Whenever a line in the data holds the string "adds", copy that line.

-*-

Issue #202, opened 2020-10-22
Ask people if they are sure they want to sign up as maintainer


alloy:
It happens too often that people mistake the ‘by’ header for _just_ a list of people that contributed to a file, not realising it means they are signing up to be a maintainer and getting pinged for each issue/PR. E.g. https://github.com/DefinitelyTyped/DefinitelyTyped/pull/48868#discussion_r510079733

It is cumbersome to manually ask this in a review and also might stall a PR longer than necessary if a bot could respond much faster. Is this the right place for that?

elibarzilay:
Yes, this is the right place.

One thing that I didn't like is how there are sometimes PRs that are big enough and/or noisy enough so it's easy to miss the fact that there's a new owner.  But I didn't realize that it is also common enough to add yourself to the list thinking that this is some required signing thing for all contributors...

So to kill both birds, maybe add some code that will add a label and/or text when a PR has any changes to the owners list?

The other issue here is the mistake of using an email (similar to people who leave it as `.../me`).  So maybe I'll also add code to verify that the change (adding/removing) is always for the PR author.  Non matches would be reported in the comment (so authors can quickly fix them) and also require a maintainer eyeball (to allow dropping unresponsive people.

alloy:
> So to kill both birds, maybe add some code that will add a label and/or text when a PR has any changes to the owners list?

A text comment [ideally on the change] would definitely be helpful to the author 👍 

I in turn didn’t realise it was an issue that people reviewing types of many packages might miss, so a label sounds great for that indeed.

> The other issue here is the mistake of using an email (similar to people who leave it as `.../me`). So maybe I'll also add code to verify that the change (adding/removing) is always for the PR author. Non matches would be reported in the comment (so authors can quickly fix them) and also require a maintainer eyeball (to allow dropping unresponsive people.

👌

elibarzilay:
Given the replies in DefinitelyTyped/DefinitelyTyped#49034, I think that it would be good to add a pointer to the readme section about owners to that text.

elibarzilay:
So, after some thinking, I've made #221, which adds lists of added/removed owners in the welcome comment, and also adds an `Edits Owners` label to PRs that do so unless they're for new/removed packages.

It doesn't address the feature request here completely --- specifically, there's no "are you sure?" comment.  Adding such information should be easy, but I worry about making it too verbose to be useful.  So hopefully the current additions will improve it by making the owner edits much more visible to the author and to reviewers.

[...]

Issue #178, opened 2020-08-19
People should not be able to self-merge until maintainers of all affected packages have approved a change.


alloy:
For example, in [this PR](https://github.com/DefinitelyTyped/DefinitelyTyped/pull/46473) a maintainer of the `react-native-material-ripple` package approved the changes, but the bulk of the changes were actually in `react-native`, which the author was able to self-merge before a `react-native` maintainer was able to review the changes.

alloy:
There’s now the concept of ‘critical packages’, so this is done afaik.

elibarzilay:
There is, but it bears no implications for accepting a PR -- and actually that's what I'm working on adding right now.

Even when I look at PRs, when there are multiple packages I'd wish there was a mapping of package to owners so I have an idea which packages are fine with the change.  So this will be useful for more than just making self-merges more robust.

PR #205, opened 2020-10-27
Major refactor in preparation of additional functionality

elibarzilay:
* Changes how information is stored:
  - `pr-info.ts`: create a new `pkgInfo: PackageInfo` field to hold
    per-package info, including `FileInfo[]`, instead of scattered
    generalized bits,
  - `compute-pr-actions.ts`: use the new layout instead,
  - `derived.json` files changed, but no functionality changes (no other
    test changes, but see below for some minor adjustments).

* Move `noNulls`, `notUndefined` to `util/util`.

* New `ExtendedPrInfo` to hold "second order derived info", instead of
  dragging around a bunch of values.  This includes an `orig` pointer to
  the original `PrInfo` which is what gets writted to the diagnostics
  part of the welcome message (might be more convenient to include it in
  the future?).

* Use this to remove a bunch of data that is under `pkgInfo` while still
  making it easy to access it.  (Note the exported `pkgInfoAllOwners`
  utility, used to avoid keeping duplicate owner information.)

* Use a `getMonthlyDownloadCount`-like function in
  `fixturedActions.test.ts`, so it is possible to abstract over one
  function, use a default value, and avoid the double implementation of
  the popularity function.

  - This require some small test fixes: a few missing `_downloads.json`
    files, and a bogus package name in the `38979` file.

* New information:

  - per-package popularity level, working towards #178.  (Note: not
    keeping the download numbers since those are likely to change very
    frequently.)

  - New information: `addedOwners` & `deletedOwners`, showing owner
    changes, working toward #202.  (Adjust `_files.json` files to get
    the correct owner changes.  Includes a change to the `46879` test:
    it didn't have any files, so it was incorrectly labeled as a new
    package.)


src/pr-info.ts
```diff
@@ -582,70 +603,21 @@ function getCIResult(headCommit: PR_repository_pullRequest_commits_nodes_commit)
...
-    if (arr == null) return [];
-    return arr.filter(arr => arr != null) as T[];
+    if (indexDtsContent === undefined) return null;
+    let parsed: HeaderParser.Header;
+    try {
+        parsed = HeaderParser.parseHeaderOrFail(indexDtsContent);
+    } catch (e) {
+        if (e instanceof Error) return new Error(`error parsing owners: ${e.message}`);
+    }
+    return parsed!.contributors.map(c => c.githubUsername).filter(notUndefined);
```
orta, line 622: I wonder if we _don't_ use the ./CODEOWNERS from DT in this codebase, looking at this.

orta (approved):
Nice one, yeah, looks like a solid architectural improvement

PR #211, opened 2020-10-30
Add engines to recommend node 12, and adds node12 to the upload yml

orta:
Should force contributors to have the minimum version, and allows us to deploy 👍🏻


orta:
checked azzurre, we're on runtime 3 - which is node 12 👍🏻 

Screen Shot 2020-10-30 at 8 10 25 AM

elibarzilay (approved):

PR #214, opened 2020-11-02
Revert to node v10 and minor shuffles

elibarzilay:
* Go back to node v10 because apparently you can't get v12 from azure
  functions.

* Add a `flatten` utility, and as long as I'm there, also `unique`.  Use
  them to avoid `.flat(1)`.

* Remove `src/util/dt.ts` which is an old leftover?


andrewbranch (approved):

-*-

TASK RESPONSE:
So, after some thinking, I've made #221, which adds lists of added/removed owners in the welcome comment, and also adds an `Edits Owners` label to PRs that do so unless they're for new/removed packages.
Add engines to recommend node 12, and adds node12 to the upload yml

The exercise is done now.